Fertiliser supplies will also continue to be impacted, as 10% of global nitrogen (a key raw material in the manufacture of ammonium fertilisers) production and phosphate exports come from Russia. Approximately 40% of global potash capacity is also in Belarus and Russia. Rising fertiliser prices affect global crop yields and will again impact on global food prices.
Food security was already in a precarious position due to climate change and is an area considered by numerous Sustainable Impact Funds, with many investing in companies looking to provide solutions in these areas. Whilst stocks are likely to be affected in the near term, in the long term the theme will remain relevant and an area for investment and growth.
Energy and the Energy Transition
At the current time, the oil price continues to move upwards. Supply was already tight post pandemic, and many OPEC countries are already running at near peak utilisation, meaning increasing supply is difficult. Climate change, the pressure of the transition to a low carbon economy and a depressed oil price in recent years has also meant there has been less investment in exploration and production. Supply is likely to remain tight for some time, meaning the oil price is likely to remain high. Russia is also a key provider of oil and gas, particularly for Europe, so energy prices, which were already high, are likely to move higher. However, recent announcements by Western governments clearly signal a move away from dependence on Russian energy supplies.
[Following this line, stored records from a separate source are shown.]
PR #5149, opened 2022-11-17
Add idempotency header for create intent call for non UPE checkout

deepakpathania:
Fixes #

#### Testing instructions

*

-------------------

**Post merge**

### DIFF
--- a/changelog/poc-idempotency-headers
+++ b/changelog/poc-idempotency-headers
@@ -1,0 +1,4 @@
+Significance: minor
+Type: dev
+
+Add idempotency key to the create intent call
--- a/includes/class-wc-payment-gateway-wcpay.php
+++ b/includes/class-wc-payment-gateway-wcpay.php
@@ -1005,6 +1005,9 @@ class WC_Payment_Gateway_WCPay extends WC_Payment_Gateway_CC {
 				}
 			}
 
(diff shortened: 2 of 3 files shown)


jrodger:
I love the approach here (which is why I'm drive by reviewing it), after all, this is exactly what this Stripe API feature is for!

However, I've always struggled with how to implement it exactly. For example, what happens if a customer enters their card details, it fails, they use a different card for the same cart of goods? I appreciate this is a draft, but I think in this case we'd send the same key and the new request would fail?

I was wondering if we might find some inspiration from the [Stripe plugin](https://github.com/woocommerce/woocommerce-gateway-stripe/search?q=idempotency)?

deepakpathania:
>  what happens if a customer enters their card details, it fails, they use a different card for the same cart of goods?

I considered using the payment method also for the hash but wasn't sure if that would be available in all scenarios, will check that again once.

The Stripe plugin uses this [retry approach](https://github.com/woocommerce/woocommerce-gateway-stripe/pull/541) for updating the idempotency key by using the retry count as a param in the key hash, they check if the `source_object` has the status `chargeable`, which triggers this but I am not sure if we have something similar to base this trigger condition on, will explore further, let me know if you have any ideas on the same. @jrodger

In Europe and the UK in particular, this will provide a boost to renewables, as this area is seen as the way forward longer term. Renewable energy funds have held up particularly well in recent weeks and are back in positive territory as renewables become more attractive. It should be noted that these are long-term investments and will take time to fully come online, but an already attractive long-term investment thesis has just received a significant boost.
Caring Capitalism?
Alongside the raft of economic sanctions imposed by governments over the past weeks, we have also seen many global companies announcing they are either suspending activities or pulling out of the Russian market. When you think of companies’ involvement in Russia, thoughts first go to oil majors such as BP and Shell, who quickly announced they were exiting their joint ventures with Russian companies even before bans on Russian oil imports were announced. Other global brands quickly followed suit, with companies including Apple, Netflix and Unilever all wanting to be seen to be doing the right thing. McDonalds finally announced they were suspending activities in the country after global calls for a boycott of the company if they kept going. Shell wildly misjudged the mood and were forced to issue a public apology after buying cheap oil from Russia in order to maintain supplies. Consumer pressure to be more responsible is being felt widely and we expect this trend to continue in the long term, which will again provide a tailwind for ESG and Responsible portfolios.
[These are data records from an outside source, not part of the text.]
Issue #5118, opened 2022-11-12
WooPay scripts are loaded when the WCPay gateway isn't available


a-danae:
### Describe the bug
When WCPay is excluded from the available payment methods, WooPay scripts are loaded on the checkout page even though they're not used.

### To Reproduce

1. Enable WooPay
2. Enable [Conditional Shipping and Payments](https://woocommerce.com/products/conditional-shipping-and-payments/)
3. Create a condition to disable WCPay on the checkout page
4. As a shopper, add a product to your cart and go to the checkout page. Make sure the condition you created to disable WCPay is met
5. On the checkout page, notice that WCPay isn't displayed in the available payment gateways
6. Open the browser developer tools -> Network -> search for checkout.js
7. Notice that WooPay scripts (platform-checkout.js) and styles (platform-checkout.css) are loaded

### Actual behavior
WooPay scripts and styles are loaded on the checkout page even though WCPay isn't available.

### Screenshots

WooPay scripts are being loaded.

<img width="1487" alt="image" src="https://user-images.githubusercontent.com/41606954/201481744-46ed5fa0-02d7-40ab-b15d-0ca7214a7e9c.png">

### Expected behavior
WooPay scripts and styles shouldn't be loaded if WCPay isn't available.

brettshumaker:
Noting that, while working on another PR, I noticed that `platform-checkout.js` and `platform-checkout.css` are both loaded on all pages - not just checkout.

dbrabyn:
I'm getting the express checkouts (Apple Pay for sure and Google Pay probably) buttons displaying when the WooCommerce Payments payment gateway is disabled via WC's Conditional Shipping & Payments plugin. Same issue?

I'm using the latest version of both: WooCommerce Payments (5.1.2) and WooCommerce Conditional Shipping and Payments (1.14.4).

PR #5153, opened 2022-11-18
Add/1427 style woopay express checkout button

brettshumaker:

This PR adds styling for the WooPay Express Checkout button as well as converting it to a React component. This was done because we will need a React component for blocks checkout and we wanted only **one** instance of the button that needs to be maintained (as opposed to having a static HTML button in addition to the React component).

#### Testing instructions

* Install this PR.
* Make sure the latest dev tools plugin is installed.
* Go to the dev tools page and click the Enable the WooPay Express Checkout button. checkbox and save the settings.
* Go to the WooCommerce Payments settings screen and click "Customize" next to WooPay under "Express Checkouts."
* Make changes to the button's settings.
* View the button on the front end of the site (product, cart, and shortcode checkout pages) and make sure that the button appears styled according to the designs in Figma.

-------------------

**Post merge**


client/checkout/platform-checkout/express-button/index.js
```diff
@@ -0,0 +1,35 @@
...
+	renderPlatformCheckoutExpressButton();
+} );
+
+// mount component again if parent fragment if re-rendered after ajax request by woocommerce core
+// https://github.com/woocommerce/woocommerce/blob/trunk/plugins/woocommerce/legacy/js/frontend/checkout.js#L372
+jQuery( function ( $ ) {
+	$( document ).ajaxComplete( function () {
+		renderPlatformCheckoutExpressButton();
+	} );
+} );
```
Mayisha: I think this part is not needed. In the [save-user checkbox section](https://github.com/Automattic/woocommerce-payments/blob/add/1427-style-woopay-express-checkout-button/client/checkout/platform-checkout/index.js#L66) we had to add this extra check because the save user section is pushed to the document from frontend. And after this ajax call it would disappear from the screen without this extra jquery check.
As we are preparing the placeholder `div` for the express button from the backend, this check might be unnecessary.

For me, the button loads perfectly if I remove these codes too. But you may want to verify it on your own as the ajax request order could be different for us.

client/checkout/platform-checkout/express-button/index.js
```diff
@@ -0,0 +1,35 @@
...
+ * Internal dependencies
+ */
+import { WoopayExpressCheckoutButton } from './woopay-express-checkout-button';
+
+const renderPlatformCheckoutExpressButton = () => {
+	const platformCheckoutContainer = document.getElementById(
+		'wcpay-platform-checkout-button'
+	);
+
+	ReactDOM.render(
```
Mayisha: How about checking if `platformCheckoutContainer` exists before trying to render the react component?

includes/class-wc-payments-platform-checkout-button-handler.php
```diff
@@ -94,14 +94,30 @@ public function scripts() {
...
+		wp_localize_script( 'WCPAY_PLATFORM_CHECKOUT_EXPRESS_BUTTON', 'wcpayWooPayExpressParams', $platform_express_button_params );
+
+		wp_set_script_translations( 'WCPAY_PLATFORM_CHECKOUT_EXPRESS_BUTTON', 'woocommerce-payments' );
+
+		wp_enqueue_script( 'WCPAY_PLATFORM_CHECKOUT_EXPRESS_BUTTON' );
+
 		wp_register_style(
-			'wcpay-platform-checkout-express-button-styles',
-			plugins_url( 'includes/platform-checkout/assets/css/platform-checkout-express-button.css', WCPAY_PLUGIN_FILE ),
+			'WCPAY_PLATFORM_CHECKOUT',
```
Mayisha, line 114: Is it required to register the styles as this CSS file is already registered [here](https://github.com/Automattic/woocommerce-payments/blob/add/1427-style-woopay-express-checkout-button/includes/platform-checkout-user/class-platform-checkout-save-user.php#L44-L49)? :thinking:

Mayisha (dismissed):
Nice work :tada: :tada: 

I noticed a little visual unalignment in the button text on the settings page vs the checkout page. On the settings page the text position looks a little to the bottom side whereas on the checkout page it looks a bit on top.

Button on the settings page-
settings button

Button on the checkout page-
checkout button

I have left a couple of other tiny pieces of feedback. Apart from that, I would like to suggest removing [this function](https://github.com/Automattic/woocommerce-payments/blob/add/1427-style-woopay-express-checkout-button/includes/class-wc-payments-platform-checkout-button-handler.php#L271) to get rid of the `OR` between this WooPay express checkout button and Gpay/Apple Pay.

includes/class-wc-payments-platform-checkout-button-handler.php
brettshumaker: Yes, I think so...eventually. Let me explain. Currently, the `Platform_Checkout_Save_User` is always loaded on every page and the scripts/styles are always enqueued. I haven't fully checked into it yet, but I don't _think_ that should happen - it should only be loaded when we expect the email field and the save user box to be rendered. So, if that gets fixed and is only loaded when appropriate, this code will still need to register/enqueue that CSS file unless we put it in its own file in `/dist`. I briefly tried to get webpack to build a new CSS file but couldn't get it to work.

client/checkout/platform-checkout/express-button/index.js
brettshumaker: Resolved in fe01b1ee

client/checkout/platform-checkout/express-button/index.js
brettshumaker: Resolved in ef6cb212

brettshumaker:
> I would like to suggest removing [this function](https://github.com/Automattic/woocommerce-payments/blob/add/1427-style-woopay-express-checkout-button/includes/class-wc-payments-platform-checkout-button-handler.php#L271) to get rid of the OR between this WooPay express checkout button and Gpay/Apple Pay

I looked into this a bit and it's going to be more complicated than just not hooking into that location and displaying the OR. If we just remove it, when there is more than one express payment option on the page, it would be fine. However, if WooPay is the only express checkout button present, there will be no divider between it and the content below.

Do you think the reworking of the "OR" separators should be spun out into its own issue since it will likely require touching the payment request button code or handled in this one?

brettshumaker:
Noting that it looks like something is up with the tests. All the failing ones have this error:

```
PHP Fatal error:  Uncaught ArgumentCountError: Too few arguments to function _wp_theme_has_theme_json_clean_cache_upon_upgrading_active_theme(), 1 passed in /tmp/wordpress/wp-includes/class-wp-hook.php on line 310 and exactly 2 expected in /tmp/wordpress/wp-content/plugins/gutenberg/lib/compat/wordpress-6.2/get-global-styles-and-settings.php:67
```

includes/class-wc-payments-platform-checkout-button-handler.php
bborman22: I understand why you're putting this in in anticipation of the stylesheet not always being present. Do we have an issue to look in to that?

brettshumaker: > Do we have an issue to look in to that?

Not yet. I can make one, though.

bborman22 (approved):
This all tested well for me! I think it's very helpful to have everything centered in the one component, though I have some slight concerns about performance we can cross that bridge if it even comes up as a problem.

I think spinning the `OR` off into it's own issue is a good move here as you mentioned it would impact other payment request methods as well, so would be nice to have a broad solution.

LGTM!

includes/class-wc-payments-platform-checkout-button-handler.php
brettshumaker: Actually, it looks like this could be fixed along with #5118. I'll leave a comment there noting that the script/style files are being included on all pages.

In the short term, the Ethical and Responsible portfolios will not be able to avoid the inevitable market volatility still to come, but in the long term, we are seeing strong drivers to support the key themes in the portfolios. We see particular support moving forward for the energy transition/renewable energy theme, sustainable food and water themes as well as general support for the idea that companies need to prioritise people and the planet – those that do will benefit from consumer support, in turn helping their profits.
Please Note: Oil majors and many of the companies mentioned above are not held within the Ethical portfolios and are only used as notable examples of recent company behaviour.